Stored items:
==================================================

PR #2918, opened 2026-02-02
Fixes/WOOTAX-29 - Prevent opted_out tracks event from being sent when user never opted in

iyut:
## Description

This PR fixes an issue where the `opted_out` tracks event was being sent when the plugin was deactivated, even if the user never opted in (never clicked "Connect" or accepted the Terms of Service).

==================================================

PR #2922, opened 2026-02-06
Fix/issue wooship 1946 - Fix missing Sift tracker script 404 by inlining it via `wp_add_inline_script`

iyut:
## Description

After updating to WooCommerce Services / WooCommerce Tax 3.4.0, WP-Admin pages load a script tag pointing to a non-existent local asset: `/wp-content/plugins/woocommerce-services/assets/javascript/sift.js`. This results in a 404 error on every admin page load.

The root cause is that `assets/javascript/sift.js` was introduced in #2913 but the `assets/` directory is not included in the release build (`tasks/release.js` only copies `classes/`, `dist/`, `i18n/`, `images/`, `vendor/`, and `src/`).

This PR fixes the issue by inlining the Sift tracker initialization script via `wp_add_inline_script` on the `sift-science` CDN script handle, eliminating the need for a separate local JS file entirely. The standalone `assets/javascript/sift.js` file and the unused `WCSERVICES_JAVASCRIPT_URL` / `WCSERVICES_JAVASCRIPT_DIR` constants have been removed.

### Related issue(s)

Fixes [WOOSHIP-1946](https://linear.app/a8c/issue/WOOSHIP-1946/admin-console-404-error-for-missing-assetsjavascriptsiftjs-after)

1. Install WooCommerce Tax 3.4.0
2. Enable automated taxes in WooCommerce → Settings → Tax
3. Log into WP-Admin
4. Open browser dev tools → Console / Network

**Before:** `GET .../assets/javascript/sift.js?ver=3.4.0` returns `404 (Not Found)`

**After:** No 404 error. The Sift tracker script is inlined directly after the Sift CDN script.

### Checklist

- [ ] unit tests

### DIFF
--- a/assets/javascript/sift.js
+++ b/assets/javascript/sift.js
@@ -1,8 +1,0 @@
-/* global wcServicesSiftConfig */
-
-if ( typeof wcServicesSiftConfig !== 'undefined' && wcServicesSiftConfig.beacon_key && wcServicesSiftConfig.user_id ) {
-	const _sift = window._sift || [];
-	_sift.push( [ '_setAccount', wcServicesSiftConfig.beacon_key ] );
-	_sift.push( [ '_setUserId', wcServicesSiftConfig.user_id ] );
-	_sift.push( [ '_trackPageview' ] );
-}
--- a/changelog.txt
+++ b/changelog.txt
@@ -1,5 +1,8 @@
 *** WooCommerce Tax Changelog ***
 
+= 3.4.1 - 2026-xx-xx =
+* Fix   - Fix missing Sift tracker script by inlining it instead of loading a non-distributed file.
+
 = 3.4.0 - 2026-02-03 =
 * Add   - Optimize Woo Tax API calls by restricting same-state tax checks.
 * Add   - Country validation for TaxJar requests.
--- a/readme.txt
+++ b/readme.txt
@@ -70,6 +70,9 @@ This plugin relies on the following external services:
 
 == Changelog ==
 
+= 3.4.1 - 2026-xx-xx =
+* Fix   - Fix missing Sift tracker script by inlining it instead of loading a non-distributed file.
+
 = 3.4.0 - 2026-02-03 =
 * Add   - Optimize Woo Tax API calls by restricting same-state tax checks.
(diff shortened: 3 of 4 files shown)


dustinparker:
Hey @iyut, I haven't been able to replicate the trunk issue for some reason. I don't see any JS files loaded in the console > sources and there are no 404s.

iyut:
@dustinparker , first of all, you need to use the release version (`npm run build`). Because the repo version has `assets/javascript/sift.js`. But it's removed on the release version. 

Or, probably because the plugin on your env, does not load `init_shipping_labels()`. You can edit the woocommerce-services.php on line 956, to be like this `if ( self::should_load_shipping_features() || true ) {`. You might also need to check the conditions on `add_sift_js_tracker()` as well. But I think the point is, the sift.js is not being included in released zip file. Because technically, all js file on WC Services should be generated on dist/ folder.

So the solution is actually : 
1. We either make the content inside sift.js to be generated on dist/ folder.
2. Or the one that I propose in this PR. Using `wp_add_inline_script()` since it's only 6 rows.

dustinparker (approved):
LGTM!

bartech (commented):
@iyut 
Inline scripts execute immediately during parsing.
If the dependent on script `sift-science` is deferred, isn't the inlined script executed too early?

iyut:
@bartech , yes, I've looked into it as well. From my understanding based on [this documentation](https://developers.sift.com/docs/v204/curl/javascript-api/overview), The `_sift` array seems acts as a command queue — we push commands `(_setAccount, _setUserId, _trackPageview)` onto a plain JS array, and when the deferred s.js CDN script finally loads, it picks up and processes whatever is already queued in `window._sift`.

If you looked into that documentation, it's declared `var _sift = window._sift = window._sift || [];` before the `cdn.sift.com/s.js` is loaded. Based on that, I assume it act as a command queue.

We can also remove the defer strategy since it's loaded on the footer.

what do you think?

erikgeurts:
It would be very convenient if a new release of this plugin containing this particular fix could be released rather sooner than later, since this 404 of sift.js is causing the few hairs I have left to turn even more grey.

==================================================

→ Problem requirements: Filter the records down to the lines that contain the string "also", and copy those lines.

→ Exercise response:
Or, probably because the plugin on your env, does not load `init_shipping_labels()`. You can edit the woocommerce-services.php on line 956, to be like this `if ( self::should_load_shipping_features() || true ) {`. You might also need to check the conditions on `add_sift_js_tracker()` as well. But I think the point is, the sift.js is not being included in released zip file. Because technically, all js file on WC Services should be generated on dist/ folder.
We can also remove the defer strategy since it's loaded on the footer.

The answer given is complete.